§ **DATA SUPPLIED**:
PR #726, opened 2021-01-26
Adding Stas and Tobi as codeowner for CLI

tobiscr:
**Description**
Adding @tobiscr  and @skhalash as Codeowners for CLI

**Related issue(s)**


tobiscr:
Change was already applied by @suleymanakbas91

PR #737, opened 2021-02-01
Remove DNS patch - moved to installer lib

tobiscr:
**Description**

To be independent from CLI calls the DNS patch for `local.kyma.dev` will be moved to installer library and become part of the certificate handling.

**Related issue(s)**


strekm (approved):
/meow

suleymanakbas91 (approved):

Issue #513, opened 2023-10-16
[chaos-recommender] Consider node level resource usage for app with no limits


chaitanyaenr:
For identifying CPU/Memory intensive applications, we might want to compare % usage with respect to availability on nodes in cases where there are no limits set.

chaitanyaenr:
cc: @mudverma @sandeephans

chaitanyaenr:
The feature has been added, thanks to @mudverma!

PR #593, opened 2024-03-11
taking in node resources in account

mudverma:
solving #513


chaitanyaenr (commented):
@mudverma the changes are looking good. Can we rebase the PR and also add documentation on how we compare the threshold against node capacity if limits are not set please?

chaitanyaenr (approved):
LGTM

chaitanyaenr:
@mudverma looks like there's a conflict, we might want to rebase with the latest changes. Thoughts?

PR #595, opened 2024-03-12
fix document's nit

LiangquanLi930:


chaitanyaenr (approved):
Thanks for the fix @LiangquanLi930! LGTM!

PR #602, opened 2024-03-21
Copy oc and kubectl clients to additional paths

chaitanyaenr:
This will make sure oc and kubectl clients are accessible for users with both /usr/bin and /usr/local/bin paths set on the host.


tsebastiani (approved):
/lgtm

paigerube14 (approved):

PR #603, opened 2024-03-22
Fix: Reslove ingress network chaos plugin issue

yogananth-subramanian:
Added network_chaos to plugin step and job wait time to be based on the test duration and set the default wait_time to 30s


chaitanyaenr (approved):
LGTM! Tested and it works as expected!

PR #615, opened 2024-04-29
Have a config in the chaos_recommender dir

chaitanyaenr:
This will make it easy for the users to find, configure and run it.


tsebastiani (approved):
LGTM

PR #616, opened 2024-04-30
Add instructions to copy the python package file to docker dir

chaitanyaenr:
Docker image build fails without this.


tsebastiani (approved):
LGTM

§ **WHAT THE TASK REQUIRES**:
The records shown earlier should all be returned verbatim.

§ **RESPONSE**:
PR #726, opened 2021-01-26
Adding Stas and Tobi as codeowner for CLI

tobiscr:
**Description**
Adding @tobiscr  and @skhalash as Codeowners for CLI

**Related issue(s)**


tobiscr:
Change was already applied by @suleymanakbas91

PR #737, opened 2021-02-01
Remove DNS patch - moved to installer lib

tobiscr:
**Description**

To be independent from CLI calls the DNS patch for `local.kyma.dev` will be moved to installer library and become part of the certificate handling.

**Related issue(s)**


strekm (approved):
/meow

suleymanakbas91 (approved):

Issue #513, opened 2023-10-16
[chaos-recommender] Consider node level resource usage for app with no limits


chaitanyaenr:
For identifying CPU/Memory intensive applications, we might want to compare % usage with respect to availability on nodes in cases where there are no limits set.

chaitanyaenr:
cc: @mudverma @sandeephans

chaitanyaenr:
The feature has been added, thanks to @mudverma!

PR #593, opened 2024-03-11
taking in node resources in account

mudverma:
solving #513


chaitanyaenr (commented):
@mudverma the changes are looking good. Can we rebase the PR and also add documentation on how we compare the threshold against node capacity if limits are not set please?

chaitanyaenr (approved):
LGTM

chaitanyaenr:
@mudverma looks like there's a conflict, we might want to rebase with the latest changes. Thoughts?

PR #595, opened 2024-03-12
fix document's nit

LiangquanLi930:


chaitanyaenr (approved):
Thanks for the fix @LiangquanLi930! LGTM!

PR #602, opened 2024-03-21
Copy oc and kubectl clients to additional paths

chaitanyaenr:
This will make sure oc and kubectl clients are accessible for users with both /usr/bin and /usr/local/bin paths set on the host.


tsebastiani (approved):
/lgtm

paigerube14 (approved):

PR #603, opened 2024-03-22
Fix: Reslove ingress network chaos plugin issue

yogananth-subramanian:
Added network_chaos to plugin step and job wait time to be based on the test duration and set the default wait_time to 30s


chaitanyaenr (approved):
LGTM! Tested and it works as expected!

PR #615, opened 2024-04-29
Have a config in the chaos_recommender dir

chaitanyaenr:
This will make it easy for the users to find, configure and run it.


tsebastiani (approved):
LGTM

PR #616, opened 2024-04-30
Add instructions to copy the python package file to docker dir

chaitanyaenr:
Docker image build fails without this.


tsebastiani (approved):
LGTM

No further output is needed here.